Dataset entries
Segment Open
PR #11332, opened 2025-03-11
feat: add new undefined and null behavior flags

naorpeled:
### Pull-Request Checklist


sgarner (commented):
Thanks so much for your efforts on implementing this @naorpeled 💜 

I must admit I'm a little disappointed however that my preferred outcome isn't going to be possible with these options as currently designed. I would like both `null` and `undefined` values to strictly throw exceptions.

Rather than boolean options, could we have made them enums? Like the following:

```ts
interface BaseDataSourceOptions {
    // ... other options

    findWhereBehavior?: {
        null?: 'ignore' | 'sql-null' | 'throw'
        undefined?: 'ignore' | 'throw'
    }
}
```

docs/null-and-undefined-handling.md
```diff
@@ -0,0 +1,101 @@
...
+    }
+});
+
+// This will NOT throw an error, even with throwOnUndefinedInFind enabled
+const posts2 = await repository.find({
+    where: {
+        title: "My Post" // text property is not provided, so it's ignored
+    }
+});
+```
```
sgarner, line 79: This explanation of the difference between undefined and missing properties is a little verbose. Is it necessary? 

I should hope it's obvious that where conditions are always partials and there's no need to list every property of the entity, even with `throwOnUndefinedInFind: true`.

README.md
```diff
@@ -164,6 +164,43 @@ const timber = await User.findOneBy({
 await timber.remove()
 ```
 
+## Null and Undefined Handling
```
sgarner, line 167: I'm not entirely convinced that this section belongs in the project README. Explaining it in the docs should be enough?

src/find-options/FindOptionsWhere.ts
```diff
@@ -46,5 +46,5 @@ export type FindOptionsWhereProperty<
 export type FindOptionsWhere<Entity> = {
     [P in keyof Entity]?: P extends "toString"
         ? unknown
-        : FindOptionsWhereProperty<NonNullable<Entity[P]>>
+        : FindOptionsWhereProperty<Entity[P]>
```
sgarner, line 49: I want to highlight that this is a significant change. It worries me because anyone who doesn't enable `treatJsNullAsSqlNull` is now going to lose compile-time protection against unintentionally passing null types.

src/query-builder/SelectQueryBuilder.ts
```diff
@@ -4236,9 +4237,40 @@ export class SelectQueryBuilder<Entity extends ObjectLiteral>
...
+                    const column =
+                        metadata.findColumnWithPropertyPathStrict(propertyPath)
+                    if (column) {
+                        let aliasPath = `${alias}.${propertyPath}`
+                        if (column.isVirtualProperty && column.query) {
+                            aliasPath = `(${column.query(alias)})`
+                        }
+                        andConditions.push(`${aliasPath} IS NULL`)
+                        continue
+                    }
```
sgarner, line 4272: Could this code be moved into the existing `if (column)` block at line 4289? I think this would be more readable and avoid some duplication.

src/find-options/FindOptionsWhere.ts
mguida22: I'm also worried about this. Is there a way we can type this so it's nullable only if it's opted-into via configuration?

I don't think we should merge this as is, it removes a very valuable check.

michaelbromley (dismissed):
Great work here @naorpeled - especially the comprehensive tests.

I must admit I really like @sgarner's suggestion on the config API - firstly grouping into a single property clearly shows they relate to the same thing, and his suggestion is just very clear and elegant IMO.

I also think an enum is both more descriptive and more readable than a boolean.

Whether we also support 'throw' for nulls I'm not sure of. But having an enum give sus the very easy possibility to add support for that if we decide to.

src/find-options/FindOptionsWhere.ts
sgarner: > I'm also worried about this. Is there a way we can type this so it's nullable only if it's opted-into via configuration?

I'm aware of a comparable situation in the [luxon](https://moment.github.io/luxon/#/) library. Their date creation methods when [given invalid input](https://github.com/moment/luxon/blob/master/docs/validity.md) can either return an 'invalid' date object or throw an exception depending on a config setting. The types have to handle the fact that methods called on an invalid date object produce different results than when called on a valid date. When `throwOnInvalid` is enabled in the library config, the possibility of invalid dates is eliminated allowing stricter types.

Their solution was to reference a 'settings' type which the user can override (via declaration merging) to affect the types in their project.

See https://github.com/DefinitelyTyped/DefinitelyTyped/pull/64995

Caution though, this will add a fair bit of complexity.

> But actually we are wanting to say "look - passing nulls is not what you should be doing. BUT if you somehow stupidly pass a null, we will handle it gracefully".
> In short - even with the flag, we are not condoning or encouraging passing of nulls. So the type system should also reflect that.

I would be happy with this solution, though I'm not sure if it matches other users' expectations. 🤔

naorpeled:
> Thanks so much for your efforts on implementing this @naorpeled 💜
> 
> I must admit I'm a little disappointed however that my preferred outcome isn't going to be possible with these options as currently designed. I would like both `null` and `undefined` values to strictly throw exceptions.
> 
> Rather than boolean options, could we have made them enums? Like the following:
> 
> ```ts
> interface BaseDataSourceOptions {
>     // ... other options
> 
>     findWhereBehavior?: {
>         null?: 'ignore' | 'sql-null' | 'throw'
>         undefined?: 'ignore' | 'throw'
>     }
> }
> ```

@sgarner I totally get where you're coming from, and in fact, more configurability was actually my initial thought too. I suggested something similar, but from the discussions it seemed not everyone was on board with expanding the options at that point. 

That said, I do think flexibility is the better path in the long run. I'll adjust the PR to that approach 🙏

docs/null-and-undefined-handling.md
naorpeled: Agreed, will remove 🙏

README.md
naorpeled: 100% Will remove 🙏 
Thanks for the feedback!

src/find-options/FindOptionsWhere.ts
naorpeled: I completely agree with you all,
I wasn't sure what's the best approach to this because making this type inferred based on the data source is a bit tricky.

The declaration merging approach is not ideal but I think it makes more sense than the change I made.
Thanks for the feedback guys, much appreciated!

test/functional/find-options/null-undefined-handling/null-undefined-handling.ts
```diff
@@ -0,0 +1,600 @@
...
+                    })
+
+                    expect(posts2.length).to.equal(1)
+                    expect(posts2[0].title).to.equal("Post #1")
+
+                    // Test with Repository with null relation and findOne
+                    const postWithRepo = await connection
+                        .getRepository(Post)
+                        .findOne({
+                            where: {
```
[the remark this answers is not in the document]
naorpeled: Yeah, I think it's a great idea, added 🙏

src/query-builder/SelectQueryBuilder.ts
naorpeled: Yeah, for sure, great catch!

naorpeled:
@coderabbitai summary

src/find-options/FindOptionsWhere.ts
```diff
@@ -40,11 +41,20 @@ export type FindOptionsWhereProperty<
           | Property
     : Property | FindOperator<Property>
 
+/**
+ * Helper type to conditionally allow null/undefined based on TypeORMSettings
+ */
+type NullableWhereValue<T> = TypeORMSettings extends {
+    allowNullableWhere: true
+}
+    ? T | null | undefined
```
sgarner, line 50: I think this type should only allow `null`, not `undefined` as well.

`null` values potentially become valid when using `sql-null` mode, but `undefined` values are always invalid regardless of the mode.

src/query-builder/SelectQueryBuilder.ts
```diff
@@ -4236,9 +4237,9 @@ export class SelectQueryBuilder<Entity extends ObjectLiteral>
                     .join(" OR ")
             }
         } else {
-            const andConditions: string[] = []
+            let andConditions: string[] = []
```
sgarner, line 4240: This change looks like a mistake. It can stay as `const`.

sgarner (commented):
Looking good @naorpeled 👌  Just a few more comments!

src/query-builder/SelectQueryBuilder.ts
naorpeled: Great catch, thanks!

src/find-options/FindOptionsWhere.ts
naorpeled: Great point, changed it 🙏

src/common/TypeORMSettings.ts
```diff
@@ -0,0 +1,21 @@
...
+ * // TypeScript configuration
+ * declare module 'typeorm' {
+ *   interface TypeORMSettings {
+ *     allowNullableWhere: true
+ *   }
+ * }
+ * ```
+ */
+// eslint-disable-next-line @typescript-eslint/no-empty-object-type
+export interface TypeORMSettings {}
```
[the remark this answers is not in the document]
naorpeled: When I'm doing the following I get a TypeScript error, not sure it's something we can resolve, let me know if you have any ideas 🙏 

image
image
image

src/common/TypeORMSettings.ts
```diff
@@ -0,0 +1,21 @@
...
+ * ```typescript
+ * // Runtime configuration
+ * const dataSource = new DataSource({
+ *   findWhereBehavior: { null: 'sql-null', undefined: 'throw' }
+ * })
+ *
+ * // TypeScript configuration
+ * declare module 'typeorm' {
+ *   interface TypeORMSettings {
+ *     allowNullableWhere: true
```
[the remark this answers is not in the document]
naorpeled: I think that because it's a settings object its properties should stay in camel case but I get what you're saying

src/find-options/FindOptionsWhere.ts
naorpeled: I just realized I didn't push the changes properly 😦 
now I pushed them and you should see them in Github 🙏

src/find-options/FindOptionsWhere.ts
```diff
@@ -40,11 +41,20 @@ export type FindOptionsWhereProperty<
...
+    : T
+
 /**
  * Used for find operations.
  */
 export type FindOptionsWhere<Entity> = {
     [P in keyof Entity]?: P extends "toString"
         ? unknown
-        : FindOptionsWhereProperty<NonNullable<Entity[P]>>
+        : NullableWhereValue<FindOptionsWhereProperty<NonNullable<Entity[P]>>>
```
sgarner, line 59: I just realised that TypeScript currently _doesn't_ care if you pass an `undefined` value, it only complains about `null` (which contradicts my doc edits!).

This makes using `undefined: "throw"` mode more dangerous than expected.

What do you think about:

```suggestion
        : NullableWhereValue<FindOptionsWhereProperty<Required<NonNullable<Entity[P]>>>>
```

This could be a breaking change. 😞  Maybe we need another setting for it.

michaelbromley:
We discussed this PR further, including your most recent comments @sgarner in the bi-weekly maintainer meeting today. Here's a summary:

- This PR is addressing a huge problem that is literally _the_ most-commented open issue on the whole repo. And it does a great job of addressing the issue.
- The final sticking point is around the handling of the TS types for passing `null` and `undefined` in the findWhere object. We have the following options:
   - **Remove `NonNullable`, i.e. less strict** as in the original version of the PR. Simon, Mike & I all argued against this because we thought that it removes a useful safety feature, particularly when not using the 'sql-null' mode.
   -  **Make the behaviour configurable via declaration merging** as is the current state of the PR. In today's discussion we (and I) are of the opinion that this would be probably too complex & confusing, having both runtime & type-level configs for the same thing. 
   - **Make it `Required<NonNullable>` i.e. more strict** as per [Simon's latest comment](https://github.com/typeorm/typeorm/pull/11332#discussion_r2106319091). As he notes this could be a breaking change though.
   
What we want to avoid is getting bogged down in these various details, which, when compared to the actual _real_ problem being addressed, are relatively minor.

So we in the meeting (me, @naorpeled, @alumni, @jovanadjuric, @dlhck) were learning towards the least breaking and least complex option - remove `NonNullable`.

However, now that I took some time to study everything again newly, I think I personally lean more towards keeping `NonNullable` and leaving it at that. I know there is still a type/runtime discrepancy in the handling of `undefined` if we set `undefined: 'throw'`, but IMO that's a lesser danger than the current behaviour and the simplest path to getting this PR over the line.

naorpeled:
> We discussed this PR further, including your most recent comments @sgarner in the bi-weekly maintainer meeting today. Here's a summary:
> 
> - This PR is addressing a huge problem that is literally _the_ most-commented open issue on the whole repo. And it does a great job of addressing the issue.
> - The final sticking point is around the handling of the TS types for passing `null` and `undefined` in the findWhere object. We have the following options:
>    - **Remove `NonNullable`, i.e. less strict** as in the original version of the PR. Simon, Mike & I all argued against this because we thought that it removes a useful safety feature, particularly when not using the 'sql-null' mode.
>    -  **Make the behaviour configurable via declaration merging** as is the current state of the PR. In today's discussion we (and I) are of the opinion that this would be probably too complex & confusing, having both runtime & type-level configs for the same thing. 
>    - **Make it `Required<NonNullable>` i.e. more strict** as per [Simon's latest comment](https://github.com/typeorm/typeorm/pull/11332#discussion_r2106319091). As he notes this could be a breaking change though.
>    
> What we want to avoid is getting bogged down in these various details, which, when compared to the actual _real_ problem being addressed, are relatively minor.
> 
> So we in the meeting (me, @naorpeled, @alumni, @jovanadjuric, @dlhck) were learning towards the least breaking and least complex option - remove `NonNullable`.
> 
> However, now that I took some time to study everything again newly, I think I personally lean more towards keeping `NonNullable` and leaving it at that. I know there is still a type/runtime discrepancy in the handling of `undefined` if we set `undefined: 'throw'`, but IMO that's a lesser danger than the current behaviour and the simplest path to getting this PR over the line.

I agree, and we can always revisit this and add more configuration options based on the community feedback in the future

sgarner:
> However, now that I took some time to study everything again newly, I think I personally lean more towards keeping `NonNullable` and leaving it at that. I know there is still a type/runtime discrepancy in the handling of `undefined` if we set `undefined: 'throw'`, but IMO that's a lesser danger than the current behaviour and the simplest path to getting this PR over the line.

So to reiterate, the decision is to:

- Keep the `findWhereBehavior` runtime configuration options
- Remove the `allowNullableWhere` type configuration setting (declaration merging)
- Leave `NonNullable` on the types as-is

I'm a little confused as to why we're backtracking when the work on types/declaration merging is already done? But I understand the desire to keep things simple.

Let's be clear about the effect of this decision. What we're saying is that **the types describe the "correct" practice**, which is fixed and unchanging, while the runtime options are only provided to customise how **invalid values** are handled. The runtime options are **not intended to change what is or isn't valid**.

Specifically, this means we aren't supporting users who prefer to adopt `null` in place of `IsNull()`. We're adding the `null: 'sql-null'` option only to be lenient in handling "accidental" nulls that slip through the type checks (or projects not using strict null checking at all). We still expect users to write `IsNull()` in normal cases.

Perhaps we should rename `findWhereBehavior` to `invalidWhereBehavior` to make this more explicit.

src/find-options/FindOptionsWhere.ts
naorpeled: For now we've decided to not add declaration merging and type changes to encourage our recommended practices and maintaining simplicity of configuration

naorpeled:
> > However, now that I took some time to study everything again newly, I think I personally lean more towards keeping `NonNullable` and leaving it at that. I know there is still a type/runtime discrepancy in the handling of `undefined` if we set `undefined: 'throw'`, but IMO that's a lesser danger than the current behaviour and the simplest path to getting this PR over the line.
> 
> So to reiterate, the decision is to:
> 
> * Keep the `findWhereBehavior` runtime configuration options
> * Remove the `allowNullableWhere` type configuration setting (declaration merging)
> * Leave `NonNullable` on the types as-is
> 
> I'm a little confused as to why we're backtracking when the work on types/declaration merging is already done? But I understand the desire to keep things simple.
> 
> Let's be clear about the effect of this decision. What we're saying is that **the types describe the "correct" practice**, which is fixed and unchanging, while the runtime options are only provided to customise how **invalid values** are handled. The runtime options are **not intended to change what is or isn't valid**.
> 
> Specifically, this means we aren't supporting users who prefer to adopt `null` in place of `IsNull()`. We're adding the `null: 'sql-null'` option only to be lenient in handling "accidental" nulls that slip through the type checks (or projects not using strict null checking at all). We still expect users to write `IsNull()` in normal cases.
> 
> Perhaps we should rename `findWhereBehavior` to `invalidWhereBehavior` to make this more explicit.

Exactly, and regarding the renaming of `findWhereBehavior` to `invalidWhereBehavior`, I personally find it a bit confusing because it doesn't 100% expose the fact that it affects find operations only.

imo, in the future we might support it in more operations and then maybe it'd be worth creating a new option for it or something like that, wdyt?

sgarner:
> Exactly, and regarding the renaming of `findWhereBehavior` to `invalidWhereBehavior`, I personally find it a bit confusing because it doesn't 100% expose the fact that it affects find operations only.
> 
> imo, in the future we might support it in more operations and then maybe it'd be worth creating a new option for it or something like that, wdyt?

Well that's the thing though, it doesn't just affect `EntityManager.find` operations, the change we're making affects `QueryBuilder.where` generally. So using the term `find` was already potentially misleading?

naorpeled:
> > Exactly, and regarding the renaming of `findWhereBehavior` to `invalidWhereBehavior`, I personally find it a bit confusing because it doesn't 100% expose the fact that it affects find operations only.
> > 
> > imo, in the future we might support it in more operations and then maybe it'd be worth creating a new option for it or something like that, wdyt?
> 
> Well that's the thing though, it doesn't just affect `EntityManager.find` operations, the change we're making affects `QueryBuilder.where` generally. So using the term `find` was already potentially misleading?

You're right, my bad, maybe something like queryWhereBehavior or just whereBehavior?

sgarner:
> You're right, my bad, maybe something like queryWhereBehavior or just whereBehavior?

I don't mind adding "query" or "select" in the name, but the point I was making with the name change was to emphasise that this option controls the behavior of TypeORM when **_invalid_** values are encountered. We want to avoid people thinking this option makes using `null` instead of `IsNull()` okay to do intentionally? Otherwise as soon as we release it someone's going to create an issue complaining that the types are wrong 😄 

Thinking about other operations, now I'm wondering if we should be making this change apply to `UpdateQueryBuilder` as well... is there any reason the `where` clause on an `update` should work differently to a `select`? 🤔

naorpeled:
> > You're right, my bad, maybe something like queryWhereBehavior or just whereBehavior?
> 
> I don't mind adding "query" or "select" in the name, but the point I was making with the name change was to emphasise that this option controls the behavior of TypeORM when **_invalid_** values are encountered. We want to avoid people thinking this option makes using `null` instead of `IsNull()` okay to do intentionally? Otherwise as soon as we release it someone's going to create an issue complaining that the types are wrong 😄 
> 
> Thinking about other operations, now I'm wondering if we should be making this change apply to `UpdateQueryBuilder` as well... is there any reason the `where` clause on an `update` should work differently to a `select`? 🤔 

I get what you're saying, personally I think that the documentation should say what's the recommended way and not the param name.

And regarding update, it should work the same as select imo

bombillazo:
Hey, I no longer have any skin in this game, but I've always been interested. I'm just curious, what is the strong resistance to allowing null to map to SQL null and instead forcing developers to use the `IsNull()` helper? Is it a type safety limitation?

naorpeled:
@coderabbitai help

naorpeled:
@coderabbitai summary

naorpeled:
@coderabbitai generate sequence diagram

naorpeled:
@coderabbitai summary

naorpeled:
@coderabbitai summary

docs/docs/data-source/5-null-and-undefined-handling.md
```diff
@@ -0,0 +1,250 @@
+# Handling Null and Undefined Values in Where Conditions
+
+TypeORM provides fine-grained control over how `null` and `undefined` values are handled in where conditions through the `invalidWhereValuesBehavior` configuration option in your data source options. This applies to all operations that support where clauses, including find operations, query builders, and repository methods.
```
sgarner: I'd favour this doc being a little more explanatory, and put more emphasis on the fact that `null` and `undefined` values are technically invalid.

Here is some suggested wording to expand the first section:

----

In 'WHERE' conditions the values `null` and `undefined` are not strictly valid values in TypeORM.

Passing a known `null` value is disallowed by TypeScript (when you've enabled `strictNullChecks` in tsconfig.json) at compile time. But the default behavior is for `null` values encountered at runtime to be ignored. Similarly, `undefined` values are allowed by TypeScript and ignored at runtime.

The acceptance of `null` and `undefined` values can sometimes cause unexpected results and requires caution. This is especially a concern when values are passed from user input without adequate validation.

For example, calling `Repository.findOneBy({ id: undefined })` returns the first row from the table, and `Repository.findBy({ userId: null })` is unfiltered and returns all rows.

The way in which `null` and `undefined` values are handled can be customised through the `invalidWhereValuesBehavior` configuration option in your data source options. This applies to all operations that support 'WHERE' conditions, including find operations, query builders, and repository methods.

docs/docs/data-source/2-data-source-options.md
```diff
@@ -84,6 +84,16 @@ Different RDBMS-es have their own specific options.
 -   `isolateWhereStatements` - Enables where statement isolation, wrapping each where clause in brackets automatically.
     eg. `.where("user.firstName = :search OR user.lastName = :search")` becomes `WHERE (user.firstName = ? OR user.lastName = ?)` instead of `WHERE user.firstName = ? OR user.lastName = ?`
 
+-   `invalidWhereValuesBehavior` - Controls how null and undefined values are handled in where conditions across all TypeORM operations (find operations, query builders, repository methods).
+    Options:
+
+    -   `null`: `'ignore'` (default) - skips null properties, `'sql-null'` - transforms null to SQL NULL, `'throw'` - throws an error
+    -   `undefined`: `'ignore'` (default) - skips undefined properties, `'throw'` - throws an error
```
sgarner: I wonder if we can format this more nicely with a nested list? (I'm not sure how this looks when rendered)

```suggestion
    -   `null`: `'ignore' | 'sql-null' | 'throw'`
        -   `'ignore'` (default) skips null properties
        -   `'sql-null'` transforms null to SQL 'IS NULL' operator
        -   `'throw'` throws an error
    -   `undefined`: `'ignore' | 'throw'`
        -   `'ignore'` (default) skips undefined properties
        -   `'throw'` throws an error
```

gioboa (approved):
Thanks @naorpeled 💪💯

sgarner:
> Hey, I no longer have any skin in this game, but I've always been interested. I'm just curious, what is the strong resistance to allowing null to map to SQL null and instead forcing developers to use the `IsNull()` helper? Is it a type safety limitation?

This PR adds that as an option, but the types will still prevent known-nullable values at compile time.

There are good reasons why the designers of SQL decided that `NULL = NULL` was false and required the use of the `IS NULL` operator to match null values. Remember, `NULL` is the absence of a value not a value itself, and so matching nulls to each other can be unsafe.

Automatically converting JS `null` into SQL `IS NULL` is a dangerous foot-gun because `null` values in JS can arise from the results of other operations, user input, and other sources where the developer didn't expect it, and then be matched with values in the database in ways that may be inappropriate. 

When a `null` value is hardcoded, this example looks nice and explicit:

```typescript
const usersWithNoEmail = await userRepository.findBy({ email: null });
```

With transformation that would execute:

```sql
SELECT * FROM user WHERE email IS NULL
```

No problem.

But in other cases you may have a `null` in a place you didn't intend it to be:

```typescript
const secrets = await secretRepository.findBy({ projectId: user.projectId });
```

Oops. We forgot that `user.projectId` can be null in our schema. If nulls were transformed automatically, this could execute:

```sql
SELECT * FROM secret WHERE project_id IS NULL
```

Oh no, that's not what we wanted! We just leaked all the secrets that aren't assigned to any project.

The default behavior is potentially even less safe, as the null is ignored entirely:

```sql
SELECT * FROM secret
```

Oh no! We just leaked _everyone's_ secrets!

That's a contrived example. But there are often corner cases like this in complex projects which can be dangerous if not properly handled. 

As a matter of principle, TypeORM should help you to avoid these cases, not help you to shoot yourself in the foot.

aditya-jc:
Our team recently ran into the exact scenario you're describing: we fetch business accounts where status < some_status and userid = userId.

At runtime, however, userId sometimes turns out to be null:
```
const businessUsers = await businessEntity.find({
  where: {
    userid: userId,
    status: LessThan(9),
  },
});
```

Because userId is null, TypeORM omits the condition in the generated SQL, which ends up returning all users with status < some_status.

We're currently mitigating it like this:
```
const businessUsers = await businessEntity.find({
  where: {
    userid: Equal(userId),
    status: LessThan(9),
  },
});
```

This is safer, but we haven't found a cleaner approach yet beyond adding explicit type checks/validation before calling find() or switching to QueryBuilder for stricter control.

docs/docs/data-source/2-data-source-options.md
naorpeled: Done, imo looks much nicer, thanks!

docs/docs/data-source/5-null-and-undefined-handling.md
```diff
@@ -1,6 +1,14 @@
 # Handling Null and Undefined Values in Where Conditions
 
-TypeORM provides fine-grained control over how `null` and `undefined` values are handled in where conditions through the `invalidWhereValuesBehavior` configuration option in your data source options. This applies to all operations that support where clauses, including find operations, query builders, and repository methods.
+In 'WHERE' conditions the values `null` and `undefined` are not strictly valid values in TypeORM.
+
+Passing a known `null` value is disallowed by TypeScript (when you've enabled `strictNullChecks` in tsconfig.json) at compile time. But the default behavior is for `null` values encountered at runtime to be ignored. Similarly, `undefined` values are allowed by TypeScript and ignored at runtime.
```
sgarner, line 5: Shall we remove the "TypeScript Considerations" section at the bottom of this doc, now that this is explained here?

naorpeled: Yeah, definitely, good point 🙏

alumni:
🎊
Segment Closed
**INSTRUCTIONS TO FOLLOW**
Where a line above holds the string "good", show that line.

**WRITTEN ANSWER**
Looking good @naorpeled 👌  Just a few more comments!
There are good reasons why the designers of SQL decided that `NULL = NULL` was false and required the use of the `IS NULL` operator to match null values. Remember, `NULL` is the absence of a value not a value itself, and so matching nulls to each other can be unsafe.
naorpeled: Yeah, definitely, good point 🙏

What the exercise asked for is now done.